Trailing 12 months from latest:

WITH latest AS (
  SELECT MAX(date) AS max_date
  FROM drought
)
SELECT *
FROM drought
WHERE date > (SELECT max_date - INTERVAL 12 MONTH FROM latest)
  AND date <= (SELECT max_date FROM latest);

Pattern 9: Combine clip + time windows (region time series)
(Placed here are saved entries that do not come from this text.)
PR #2789, opened 2020-05-22
fix(v2): Resolve plugins relative to siteDir

SamChou19815:
## Motivation

This diff tries to address the plugin loading issue in #2576. Even after this diff, docusaurus v2 still won't be completely compatible with Yarn v2's strict pnp mode, nevertheless it's a good step to start.

The current plugin resolution system basically does `require(whateverStringUserGiveInPlugins)`. This strategy will work in normal settings where `node_modules` are laid out by package managers like this:

```text
- website
  - node_modules
    - @docusaurus/core
      - index.js
    - docusaurus-plugin-abc
      - index.js
  - package.json
    { dependencies: ['@docusaurus/core', 'docusaurus-plugin-abc' }
```

In this case, when code in `@docusaurus/core/index.js` runs `require('docusaurus-plugin-abc'')`, it can be correctly resolved to `docusaurus-plugin-abc/index.js` due to how node module resolution algorithm works.

However, with Yarn v2 pnp, the pnp runtime will reject this `require`. From the perspective of pnp runtime after reading in all the `package.json` during `yarn install`, it doesn't see `docusaurus-plugin-abc` in the dependency list of `@docusaurus/core` so it doesn't know which module it can be resolved to.

Since docusaurus v2 uses a plugin system, it is impossible to declare every possible plugins as dependency in core's package.json. The solution is to run the `require` in the path that declares those dependencies, instead of running the `require` _by_ `@docusaurus/core`. The path that declares the dependencies happens to be the `siteDir` appear in `loadContext`.

Fortunately, we don't have to do some extensive hacking to achieve that. Since node 10, `createRequireFromPath` is available that does exactly what we want. (Node 12 deprecates it and replaced it with `createRequire`, that's why there is a fallback in my code. See https://nodejs.org/api/modules.html#modules_module_createrequire_filename)

In summary, this diff changes the plugin loading from `require(pluginToLoad)` to

```typescript
require(Module.createRequire(context.siteDir).resolve(pluginToLoad))
```

### Have you read the [Contributing Guidelines on pull requests](https://github.com/facebook/docusaurus/blob/master/CONTRIBUTING.md#pull-requests)?

(Write your answer here.)

## Test Plan

(Write your test plan here. If you changed any code, please provide us with clear instructions on how you verified your changes work. Bonus points for screenshots and videos!)

Preview can still work. Test passes.

## Related PRs

(If this PR adds or changes functionality, please take some time to update the docs at https://github.com/facebook/docusaurus, and link to your PR here.)

Issue #2576, opened 2020-04-10
Non declared dependencies throwing errors in Yarn v2 (berry)


KingScooty:
## 🐛 Bug Report

Attempting to use Docusaurus v2 with Yarn v2 (berry).
As soon as i run `yarn build` the build explodes with dependency errors from yarn v2.

Lots of peer dependencies aren't specified and yarn v2 doesn't know what to do.

### Example error
```
Error: @docusaurus/core tried to access @docusaurus/plugin-content-blog, but it isn't declared in its dependencies; this makes the require call ambiguous and unsound.
```

Interesting that this doesn't happen in yarn v1, but it seems to be due to no dependencies/peer dependencies being specified for the various docusaurus packages.

## Steps to reproduce

* Install/have yarn v2 as the package manager for project
* Install docusaurus v2
* run `yarn build`.

I've tried to install every dependency yarn says it can't find, but it's an endless process, and i still haven't managed to get a build to work.

Basically, right now, docusaurus v2 is not compatible with yarn v2 😢

SamChou19815:
This is a little tricky. Docusaurus v2 runs on a plugin system, so `@docusaurus/core` should not even know about the existence of `@docusaurus/plugin-content-blog` and should not declare plugin-specific stuff as its peer dependencies.
Right now Docusaurus relies on `@docusaurus/theme-classic`'s dependencies (including `@docusaurus/plugin-content-blog`) to be hoisted to the root of `node_modules`. This assumption is usually true, so right now things just happen to work. To be really strict, users might need to declare dependencies on things like `@docusaurus/plugin-content-blog` explicitly to make it work with Yarn v2.

hckhanh:
Me too, I try out everything but it's still hopless. Even I try to change pnpMode to loose. :(

ProTip:
I'm running into a sim issue with `@vue/cli` due to its plugin system. Yarn docs invite us to ping @arcanis so they can track these issues..

SamChou19815:
I made an example to show how you can use some hacks to make docusaurus v2 work with pnp: https://github.com/SamChou19815/docusaurus-yarn-v2-example
I'm trying to add some fixes upstream.

SamChou19815:
The latest release would fix most of the problems. However, you still need `pnpMode: loose`. See https://github.com/SamChou19815/docusaurus-yarn-v2-example for latest instructions.

jgeschwendt:
[...]

PR #3796, opened 2020-11-21
Adds createRequire for preset resolution

arcanis:
## Motivation

Cf https://github.com/facebook/docusaurus/issues/2576#issuecomment-731586715

Yep

## Test Plan

Made the changes locally, things worked. Would be difficult for me to automate the test, as it's usually very infra-specific (for instance I'd install the project with Yarn 2, but it would require to make that possible in the test framework, and that's outside of my scope).

## Related PRs

https://github.com/facebook/docusaurus/pull/2789 added the same thing for plugins, but forgot presets (or perhaps they didn't exist at the time), cc @SamChou19815


slorber:
Thanks, looks safe to merge :)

This is a common dashboard endpoint: “SPI time series for an admin region”.

WITH boundary AS (
  SELECT adm1_id, name, geom
  FROM admin
  WHERE adm1_id = 34
  LIMIT 1
),
inter AS (
  SELECT
    d.date,
    ST_Area(ST_Intersection(d.geom, b.geom)) AS inter_area,
    d.spi_3
  FROM drought d, boundary b
  WHERE ST_Intersects(d.geom, b.geom)
    AND d.spi_3 IS NOT NULL
),
region_daily AS (
  SELECT
    date,
    SUM(spi_3 * inter_area) / NULLIF(SUM(inter_area), 0) AS spi3_region
  FROM inter
  GROUP BY date
)
SELECT
  date,
  spi3_region,
  AVG(spi3_region) OVER (
    ORDER BY date
    ROWS BETWEEN 2 PRECEDING AND CURRENT ROW
  ) AS spi3_region_roll3
FROM region_daily
ORDER BY date;

Performance tips that actually move the needle

  1. Precompute boundary geometry once (CTE is fine; materialized table/view is better if reused).
  2. Use bbox columns (xmin/ymin/xmax/ymax) when possible to avoid expensive geometry operations early.
  3. Avoid running ST_Intersection unless you truly need clipped geometry or area-weighted stats.
  4. For repeated dashboards: build a lookup table between grid cells and admin IDs (cell → region mapping).
  5. Partition Parquet by time (year/month) so WHERE date BETWEEN ... reads less data.